What you need to do
Return the lines below that contain "upsertMergedScenarios".

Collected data

--- --- ---

PR #1152, opened 2020-04-08
Remove assigned scenario

dbadura:
**Description**

- add remove scenario in engine

**Related issue(s)**

### DIFF
--- a/components/director/internal/domain/scenarioassignment/engine.go
+++ b/components/director/internal/domain/scenarioassignment/engine.go
@@ -38,20 +38,24 @@ func (e *engine) EnsureScenarioAssigned(ctx context.Context, in model.AutomaticS
 	return e.upsertMergedScenarios(ctx, labels, in.ScenarioName, e.uniqueScenarios)
 }
 
-func (e *engine) uniqueScenarios(scenarios []interface{}, newScenario string) ([]string, error) {
-	set := make(map[string]struct{})
-	set[newScenario] = struct{}{}
-
-	for _, scenario := range scenarios {
-		output, ok := scenario.(string)
-		if !ok {
-			return nil, errors.New("scenario is not a string")
-		}
-		set[output] = struct{}{}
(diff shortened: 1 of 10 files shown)


components/director/internal/domain/label/repository.go
```diff
@@ -173,6 +173,31 @@ func (r *repository) DeleteByKey(ctx context.Context, tenant string, key string)
 
 	return nil
 }
+func (r *repository) GetRuntimeScenariosWhereRuntimesLabelsMatchSelector(ctx context.Context, tenantID, selectorKey, selectorValue string) ([]model.Label, error) {
```
pkosiec, line 176: What's the difference between this method and `GetRuntimeScenariosWhereLabelsMatchSelector`?

components/director/internal/domain/scenarioassignment/engine.go
```diff
@@ -66,16 +70,32 @@ func (e *engine) upsertMergedScenarios(ctx context.Context, labels []model.Label
...
+		}
+		set[output] = struct{}{}
+	}
+
+	return str.MapToSlice(set), nil
 }
 
-func (engine) RemoveAssignedScenarios(in []*model.AutomaticScenarioAssignment) error {
-	// TODO: Implement it
+func (e *engine) scenariosDiff(scenarios []interface{}, diffScenario string) ([]string, error) {
```
pkosiec, line 88: this is basically appending new Scenario, right?
IF so:

```suggestion
func (e *engine) appendScenario(scenarios []interface{}, scenario string) ([]string, error) {
```

components/director/internal/domain/label/repository.go
dbadura: It's leftover. I will remove it.

components/director/internal/domain/scenarioassignment/engine.go
dbadura: Nope, It will remove the scenario.
I will rename it to `removeScenario`

pkosiec: okay

PR #1158, opened 2020-04-09
Add searchPhrase to runtimes query

sjanota:
**Description**

- Add additional `searchPhrase` to `runtimes` query to allow searching by name.

**Related issue(s)**


sjanota:
We're dropping the support for search on runtimes view for now.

--- --- ---

Solution to this problem
 	return e.upsertMergedScenarios(ctx, labels, in.ScenarioName, e.uniqueScenarios)
@@ -66,16 +70,32 @@ func (e *engine) upsertMergedScenarios(ctx context.Context, labels []model.Label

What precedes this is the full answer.